:: RECORD EXTRACTS ::

PR #13482, opened 2020-03-10
HPCC-23691 Allow eclserver to listen on certain queues only

richardkchapman:

## Type of change:

## Checklist:
  - [x] The commit is signed.
  - [ ] Scalability
  - [ ] Performance
  - [ ] Security
  - [ ] Thread-safety
  - [ ] Cloud-compatibility
  - [ ] Premature optimization

## Smoketest:

### DIFF
--- a/ecl/eclccserver/eclccserver.cpp
+++ b/ecl/eclccserver/eclccserver.cpp
@@ -33,6 +33,8 @@
 #ifndef _CONTAINERIZED
 #include "dalienv.hpp"
 #endif
+#include <unordered_map>
+#include <string>
 
 static Owned<IPropertyTree> globals;
 static const char * * globalArgv = nullptr;
@@ -526,6 +528,7 @@ public:
             if (strcmp(newClusterName, clusterName.str()) != 0)
             {
 #ifdef _CONTAINERIZED
+                // MORE?
 #else
                 clusterInfo.setown(getTargetClusterInfo(newClusterName));
                 if (!clusterInfo)
@@ -817,7 +820,6 @@ int main(int argc, const char *argv[])
         OERRLOG("Failed to load configuration");
         return 1;
     }
-
     const char * processName = globals->queryProp("@name");
     setStatisticsComponentName(SCTeclcc, processName, true);
     if (globals->getPropBool("@enableSysLog",true))
@@ -854,14 +856,31 @@ int main(int argc, const char *argv[])
             if (optMonitorInterval)
                 startPerformanceMonitor(optMonitorInterval*1000, PerfMonStandard, nullptr);
 #ifdef _CONTAINERIZED
+            bool filtered = false;
+            std::unordered_map<std::string, bool> listenQueues;
+            Owned<IPTreeIterator> listening = globals->getElements("listen");
+            ForEach (*listening)
+            {
+                const char *lq = listening->query().queryProp(".");
+                if (lq)
+                {
+                    listenQueues[lq] = true;
+                    filtered = true;
+                }
+            }
+
             StringBuffer queueNames;
             Owned<IPTreeIterator> queues = globals->getElements("queues");
             ForEach(*queues)
             {
                 IPTree &queue = queues->query();
-                if (queueNames.length())
-                    queueNames.append(",");
-                getClusterEclCCServerQueueName(queueNames, queue.queryProp("@name"));
+                const char *qname = queue.queryProp("@name");
+                if (!filtered || listenQueues.count(qname))
+                {
+                    if (queueNames.length())
+                        queueNames.append(",");
+                    getClusterEclCCServerQueueName(queueNames, qname);
+                }
             }
 #else
             SCMStringBuffer queueNames;
--- a/dockerfiles/eclccserver/Dockerfile
+++ b/dockerfiles/eclccserver/Dockerfile
@@ -23,5 +23,4 @@ FROM hpccsystems/platform-core:${BUILD_LABEL}
 USER hpcc
 RUN mkdir -p /var/lib/HPCCSystems/eclccserver
 WORKDIR /var/lib/HPCCSystems/eclccserver
-RUN eclccserver --init > eclccserver.yaml
-ENTRYPOINT [ "eclccserver", "--config=eclccserver.yaml" ]
+ENTRYPOINT [ "eclccserver" ]


richardkchapman:
@ghalliday Please review

@afishbeck This causes output of yaml (e.g. using --outputconfig) to not match input - I tried to work out how to handle on output side but failed.

AttilaVamos:
I think the Wutool error is related to this JIRA issue: https://track.hpccsystems.com/browse/HPCC-23688

AttilaVamos:
@richardkchapman is this error
```
test: JlibIPTTest::testMarkup (F) line: 1403 /home/centos/smoketest/PR-13482/HPCC-Platform/testing/unittests/jlibtests.cpp
- Expression: areMatchingPTrees(xml, yaml)
```
can be related to your changes?

afishbeck:
@richardkchapman I may be missing something, but bear with me.

This is a very different ptree model for scalar arrays and I'm wondering what the benefits are?

One benefit I can see is you can always tell that something was an array rather than a single scalar, which may be what you meant about read and write not being the same.  But most places can treat "[xyz]" and "xyz" as equivalent.

The benefit of the existing model is it works well for using typical access paths.  PTree xpath, or dot notation.  For example xpath="listen[1]" would work for what is there now but for what you've added I think would be xpath="listen/_[1]".  

But toYAML in the current code would write single entry arrays without the [].  
In XPATH and other type paths, an potential most document models, that is probably still ok because "listen[1]" would still work.  

In terms of pure markup it looks different but could be considered equivalent:

```
eclccserver:
   listen: [xyz]

is written by toYAML as

eclccserver:
   listen: xyz

eclccserver:
   listen: [xyz, abc]

unless there is a bug should still be written as

eclccserver:
   listen: [xyz, abc]
```

Can we just consider for single entries that [xyz] and xyz are equivalent?
In most cases that is actually acceptable, but maybe not in your case?

afishbeck:
So with what I have there the line:
Owned<IPTreeIterator> listening = globals->getElements("listen/_");
would just be
Owned<IPTreeIterator> listening = globals->getElements("listen");

richardkchapman:
The problem with the existing model is that Gavin can't tell the difference between an array and a singleton in his config code, and thus decides to assume it's a singleton and merge all the values into one...

Personally I'm fine with your existing structure, and treating [x] and x as the same would actually be good in this situation - but only if we can find some other way to fix the config merging code...

@ghalliday over to you...

afishbeck:
If we do need a special indicator in the ptree then I’d rather it be on the singleton element then on the array.. remember we normally turn scalars into attributes so in reality v: x would have become an attribute.  You would have had to type “v: !el x” to create a real singleton element.  We could find a way of marking that special case in the ptree rather than the common case.  like a special attribute on the singleton element.

afishbeck:
Or an element “_” with a name attribute becomes a true singleton element.  The xpath syntax isn’t quite as elegant but either way the singleton is the special case.

afishbeck:
I think I would change it so:

1. toYaml writes a non special case ptree singleton element as v: [x].
2. A special attribute on the singleton is used when reading and writing  v: !el x.
3. v: x continues being handled as a ptree attribute.

richardkchapman:
I think we may be storing up trouble for ourselves trying to use ptree to represent yaml if it can't actually represent - in a consistent, reversible way - all the yaml we may want it to represent.

Having said I thought it was a feature that a: x and a: [x] could end up the same, I now think I have changed my mind.

I'm not a fan of relying on !el and similar to indicate how we have stored our information internally - it basically means there is some yaml that we cannot generate out of a ptree. Whether that's an issue, I don't know, as we currently only have one situation that we ever want to generate yaml, but...

If we drop the idea that the [ ] being optional on a singleton is a good thing, and that actually we WANT to be able to tell the difference (especially if we are trying to generate yaml for external consumption), I think the argument swings much more in favour of being able to differentiate, and use of _ as I did here is actually a standard way to represent this yaml as xml (see link I provided).

At present, we are in full control of what yaml we see, and what code reads it. We have not yet encountered a case in trying to translate existing configuration file schemas where the representation of repeated xml elements without any attributes was an issue - this case is for a new config setting so we COULD choose to represent it whatever way we want (or indeed to change the yaml to something taht we can represent less ambiguously). But the fact that we are so early in our yaml journey means we have a chance to get it right (if only we can agree what "right" is)

afishbeck:
Note that even now when I said x and [x] are equivalent I meant internally for the ptree/xpath.

In yaml if someone types v: x instead of v: [x] then internally you probably won’t find the value unless you look for either an attribute or element.

richardkchapman:
A summary of (some of) my view:

1. toYaml of yaml that was read into a ptree from yaml should create functionally identical yaml to what was input
2. A way of designing our yaml to be compatible with existing xpaths is desirable but not absolutely essential - we have the means to translate existing XML config files in legacy case to a new structure.
3. If two functionally-different yaml files generate the same ptree representation, then step 1 is unachieveable
4. Going forward, the Yaml representation of our config is the one that matters. So we need to be careful that we don't lock ourselves in to decisions now that will hurt

richardkchapman:
I'm ok with saying that if someone types v:x when we expected v:[x] that it doesn't work.

ideally in the fullness of time json schemas will detect and report such errors nice and early...

afishbeck:
If toYaml always wrote a singleton element as v: [x] and an attribute as v: x then I can’t at the moment think of when we ever really need v: !el x.

richardkchapman:
Never needing !el is good ...

But where does that leave us with the representation of v: [x,y,z] ?

richardkchapman:
Incidentally I have been playing with helm json schemas, and I have a file that will give an error if someone supplies listen: x instead of listen: [x]

ghalliday:
There are two slightly different questions.
1) Can we represent the YAML in the ptree and regenerate it.
It would be possible to do (1) by extending the ptree code - by indicating when a node was added whether it was an array element or not (maybe addPropTree is always an array element, and setPropTree is a signleton).  There would also need to be a way to specify an empty list.

2) Can we generate xml from the ptree and read it back in as equivalent?
I don't think we need this at all.  If the information is in the ptree then it would be possible to add a flag to toXML to translate, but there would also need to be something equivalent on reading.

afishbeck:
I don’t quite see the issue with the current representation of v: [x,y,z]

ghalliday:
The two issues are
i) What is the representation of v: [ ]
ii) how do you distinguish v: [x] and v: x
They matter if you are merging 
```
queue:
  a: hello
```
and
```
queue:
  b: there
```
you would expect
```
queue:
  a: hello
  b: there
```
But if you are merging
```
- queue:
    a: 'hello'
```
and
```
- queue:
    b: 'there'
```
You would either expect
```
- queue:
    a: 'hello'
- queue:
    b: 'there'
```
or
```
- queue:
    b: 'there'
```
i.e. appending list items or replacing them, but not merging them.

richardkchapman:
The trouble with your suggestion (if I've understood it) is that once in a ptree, there's no notion that it is representing yaml - it's only when you read or write that you know that...

afishbeck:
Ok yes for scalars attributes are a good way to represent singletons.

For child trees we still need a way to distinguish/ flag them internally.

afishbeck:
If it were a ptree level feature it would make json support better also.  Right now quantity is the only way to distinguish arrays from singletons.  Luckily JavaScript and other clients don’t usually care.

afishbeck:
What about a new ptree feature setPropTreeUnique which would flag it and if not unique would fail.  Any following append of the same name would also fail, unless forced which would clear the flag.

The ptree iterator would need to let you check the singleton flag.

afishbeck:
For this PR I think you can just treat scalar elements as array items that need to be merged and attributes as singletons.

Then open a jira about the bigger question?  I can try to keep the concise form but could switch to the nested array form if necessary.

richardkchapman:
@gavin had reasons why we could not (I forget what they were)

afishbeck:
So a possible implementation based on what already exists.

Purely from reading PTree code (so could be off) but the second time you call addPropertyTree for the same name, it looks like PTree creates an array object to hold the values.
So theoretically, if we:
1. add a way to use an array for even just 1 entry... "addPropertyTreeItem()" would always make sure an CTArray was used.
2. When in a YAML sequence or JSON array we call addPropertyTreeItem rather than addPropertyTree() or setPropertyTree().
3. we provide a way to check if a tag name references a CTArray.
4. check that when merging to determine if we treat it as a singleton or an array.
5. use it in toYAML and toJSON to properly output the [] even for single items.
6. may need to check what happens when an item is removed going from 2+ down to 1 and figure out how to stay an array.  Perhaps a flag on the array.

ghalliday:
@afishbeck I think the only other issue is 
7. a way of indicating a value that represents an empty list.
I think that is less important though.

richardkchapman:
So, @afishbeck are you going to make some jptree changes, and I'll revisit this PR after they are done?

afishbeck:
@richardkchapman yes I can start working on it now.

jakesmith:
```
1. add a way to use an array for even just 1 entry... "addPropertyTreeItem()" would always make sure an CTArray was used.
2. When in a YAML sequence or JSON array we call addPropertyTreeItem rather than addPropertyTree() or setPropertyTree().
```

For simplicity, would there be any downside in always creating the internal CPTArray, i.e. no need to new addPropertyTreeItem, but the 1st addPropertyTree (or setPropertyTree) would create an internal array.
I don't think that would effect the use of the IPT interface.
Would that effect anything in XML or JSON output?

All of this assumes that we want singletons merged rather than replaced, i.e. we want the former in Gavin's 'queue' example and not the latter.
Is that okay, or do we also need to represent replace in some way? And/or should that be functionality of the merge call, i.e. when merging you state if you want to merge to array, or replace, or perhaps need to list specific properties which override the default.

ghalliday:
I think there would be a downside - you still can't tell the difference between a YAML list and a nested item, you have only changed the default.  If you don't differentiate I think you would be better off leaving it as it is.

richardkchapman:
@ghalliday Please review

richardkchapman:
Not been able to test this yet due to some issues in tagging action

dockerfiles/hpcc/values.yaml
```diff
@@ -66,7 +66,7 @@ eclccserver:
 - name: myeclccserver
   replicas: 1
 ## Specify a list of queues to listen on if you don't want this eclccserver listening on all queues
-# listen: [ thor ]
+  listen: [ thor ]
```
richardkchapman: I should release this commented out (or including all ) when not testing

ecl/eclccserver/eclccserver.cpp
```diff
@@ -854,14 +856,31 @@ int main(int argc, const char *argv[])
             if (optMonitorInterval)
                 startPerformanceMonitor(optMonitorInterval*1000, PerfMonStandard, nullptr);
 #ifdef _CONTAINERIZED
+            bool filtered = false;
+            std::unordered_map<std::string, bool> listenQueues;
+            Owned<IPTreeIterator> listening = globals->getElements("listen");
```
ghalliday: Should there be a comment in a yaml file to indicate how these can be specified?

ghalliday:
@richardkchapman looks ok.  One comment.

ecl/eclccserver/eclccserver.cpp
richardkchapman: There is, in values.yaml (I guess it got merged in a previous PR)

richardkchapman: Looks like it was added in

HPCC-23706 Add json schema to helm chart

:::

INSTRUCTIONS TO FOLLOW >> Retype exactly the lines above, from the one with "Having said I" through the one with "If we drop the", inclusive.

ANSWER TO THE PROBLEM >>
Having said I thought it was a feature that a: x and a: [x] could end up the same, I now think I have changed my mind.

I'm not a fan of relying on !el and similar to indicate how we have stored our information internally - it basically means there is some yaml that we cannot generate out of a ptree. Whether that's an issue, I don't know, as we currently only have one situation that we ever want to generate yaml, but...

If we drop the idea that the [ ] being optional on a singleton is a good thing, and that actually we WANT to be able to tell the difference (especially if we are trying to generate yaml for external consumption), I think the argument swings much more in favour of being able to differentiate, and use of _ as I did here is actually a standard way to represent this yaml as xml (see link I provided).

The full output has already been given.